The journey from London was not a very long one. Late in the season as it was, the sun had not yet set when Winifred and Celia found themselves steaming into their own station, where a carriage and a pencilled note from Louise awaited them.
“I have been longing to go to meet you, but find I cannot manage it, as Mr Peckerton is here and papa needs me. So delightful to know you are coming home.”
“Dear me!” said Winifred, when she and Celia were comfortably settled in the carriage, and bowling away quickly on the smooth high-road to White Turrets—“dear me, what a ‘Little Peddlington’ life it will seem after London! Poor Louise, as full of her accounts and village matters and old women’s flannel petticoats as ever, I suppose!”
Celia did not reply. Winifred’s tone jarred upon her. She was gazing out of the window at the reddening sky, just where the sun was setting. It was a lovely evening, and her whole feelings were touched and quickened by the returning home. A moment or two later they drove in at their own lodge, and then a turn in the avenue—a grand old avenue, bordered by trees which had lived through more than one or two human generations—brought them, while still at some distance, within view of the house itself.
It could scarcely have been seen to greater advantage than standing out as it did against the autumn sky, with the sunset glow illuminating the clouds, banked up, blue-grey and cold looking near the horizon; though overhead the pearly, neutral-tinted expanse, already shadowing into darker tones, still told of the mildness and calm of the fast-waning day.

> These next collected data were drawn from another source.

PR #1054, opened 2024-10-07
perf(server): don't iterate over all events on each externalevent node

coltmcnealy-lh:
- Adds a Tag on wfRunId,externalEventDefId,isClaimed to the ExternalEvent
- Uses that tag when finding the oldest unclaimed ExternalEvent instead of iterating over all associated events
- Makes ReadOnlyGetableManager#iterateOverPrefix() private

Previously, any time we called `ExternalEventRunModel#advance()` (which is basically every time we callled `ThreadRunModel#advance()` when there was an `EXTERNAL_EVENT` node), we iterated through every single `ExternalEvent` associated with that `WfRun`.

What if a user has 1,000+ `ExternalEvent`s in a single `WfRun`? That could get really messy. This PR now makes it only scan one `ExternalEvent`.


server/src/main/java/io/littlehorse/common/model/getable/core/externalevent/ExternalEventModel.java
```diff
@@ -134,6 +149,9 @@ public List<IndexedField> getIndexValues(String key, Optional<TagStorageType> ta
             case "isClaimed" -> {
                 return List.of(new IndexedField(key, this.isClaimed(), tagStorageType.get()));
             }
+            case "wfRunId" -> {
+                return List.of(new IndexedField(key, this.getId().getWfRunId().toString(), tagStorageType.get()));
```
coltmcnealy-lh, line 153: @Snarr and @eduwercamacaro before 1.0 we NEED to figure out how to escape tags.

PR #1112, opened 2024-11-07
fix(dashboard): better json view for `TaskRun`

### LINKED ISSUE #1066: Dashboard Support JSON for description ex: (Inspect TaskRun)
### Context

image

### Steps To Reproduce

Inspect any `TaskRun` in a `WfRun`

### Expected Behavior

We should provide a better UX for viewing the output of a task like a `JSON` object

### Screenshots

_No response_

### Additional Context

_No response_

### Components

_No response_

bryson-g:
resolves #1066

**Before:**

image

**After:**

image


HazimAr:
Can you please provide screenshots for other examples that show this JSON stringify, maybe something like `WfRunVariable` or `ExternalEvent` output?

Because you changed it across all variable values I would like to see screenshots for those examples as well.

HazimAr (commented):
Can you please provide screenshots for other examples that show this JSON stringify, maybe something like `WfRunVariable` or `ExternalEvent` output?

Because you changed it across all variable values I would like to see screenshots for those examples as well.

dashboard/src/app/utils/variables.ts
```diff
@@ -16,6 +16,13 @@ export const getVariableValue = (variable?: VariableValue) => {
 
   if (variable.bytes) {
     return '[bytes]'
+  } else if (variable.str) {
+    try {
+      const json = JSON.parse(variable.str)
+      return JSON.stringify(json, null, 4)
+    } catch {
+      return variable[key]
+    }
```
mijailr, line 25: What about `variable.jsonObj` and `variable.jsonArr`?

mijailr (changes requested):

mijailr:
> Can you please provide screenshots for other examples that show this JSON stringify, maybe something like `WfRunVariable` or `ExternalEvent` output?
> 
> 
> 
> Because you changed it across all variable values I would like to see screenshots for those examples as well.

That's a good point, this same function is being used across the dashboard. So please verify every use and check if the new behavior fit on every case.

mijailr (dismissed):
Giving it a second look, I believe this change shouldn't be implemented in this utility function but intentionally on those views where a special rendering is required.

HazimAr:
> Giving it a second look, I believe this change shouldn't be implemented in this utility function but intentionally on those views where a special rendering is required.

Yeah I think we should see what it looks like on all the JSON parsing as it might be better as a default. I'm sure there are other sections of the dashboard that have JSON that needs to be formatted. 🤷‍♂️

dashboard/src/app/utils/variables.ts
HazimAr: Good catch

HazimAr (changes requested):

bryson-g:
> Giving it a second look, I believe this change shouldn't be implemented in this utility function but intentionally on those views where a special rendering is required.

Mijaíl 👋, I'm curious about your thought processes behind this. Is there any instance where you think we shouldn't display formatted JSON to the user? Do you think formatted JSON would bug some functionality in some way?

I understand this variable util function has a lot of references, so it is hard to predict exactly how it interacts with everything, but let me know what you're thinking.

mijailr:
Since our last talk about this, is this ready for review with the requested changes?

dashboard/src/app/(authenticated)/(diagram)/components/Modals/NodeRun/TaskDefDetail.tsx
```diff
@@ -144,7 +144,9 @@ export function AttemptErrorExceptionOutput({ attempt }: { attempt: TaskAttempt
       <pre className="overflow-auto">
         {attempt.error && attempt.error.message}
         {attempt.exception && attempt.exception.message}
-        {attempt.output && getVariableValue(attempt.output)}
+        {attempt.output && typeof getVariableValue(attempt.output) === 'string'
+          ? formatJsonOrReturnOriginalValue(getVariableValue(attempt.output) as string)
+          : String(getVariableValue(attempt.output))}
```
HazimAr, line 149: Good job on turning this into a string so `false` will show up on the UI.

HazimAr (approved):

HazimAr:
@mijailr I will wait for your approval and than feel free to merge after.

“Look, Winifred, look,” cried the younger girl, “did you ever see the house more picturesque? It has that wonderful old-world look—the ‘fairy-story look,’ I used to call it when I was little. It is as pure white as if it had just sprung up by magic, and yet it seems as if it might have been standing there for thousands of years—as if the White Cat had just ridden off from the door on a hunting-party.”
“Or as if the Sleeping Beauty were sleeping there still, waiting for the perfect prince, who never comes except in your fairy tales, Celia,” said Winifred, with a touch of contempt in her tone. But the fancy did not displease her sister. She only laughed softly.
“Well, we don’t waste much thought on him,” she said. “Dear old White Turrets! I do love it. It doesn’t need a prince, Winifred. You know it has always prospered best in the hands of a woman.”
Winifred’s face clouded.
“I wish you would forget that old nonsense,” she said. “There are women and women—no one will understand that. It may suit some women to drone along and never leave their own village, but it wouldn’t suit me, and that is all that I am concerned about.”